• Work required
Copy out the listing below, keeping every character as is.

• Given data
PR #1885, opened 2019-10-17
CI: Replace TPC-H test with --verify

mrks:
When we started implementing the TPC-H, our performance was too bad to even execute SF 1 as part of CI. Thus, we had different scale factors that were used for the tests. I suspect that the time spent building those different TPC-H databases now surpasses that of the actual queries. Let's see how long `./hyriseBenchmarkTPCH --verify` takes on Jenkins.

• Exercise solution
PR #1885, opened 2019-10-17
CI: Replace TPC-H test with --verify

mrks:
When we started implementing the TPC-H, our performance was too bad to even execute SF 1 as part of CI. Thus, we had different scale factors that were used for the tests. I suspect that the time spent building those different TPC-H databases now surpasses that of the actual queries. Let's see how long `./hyriseBenchmarkTPCH --verify` takes on Jenkins.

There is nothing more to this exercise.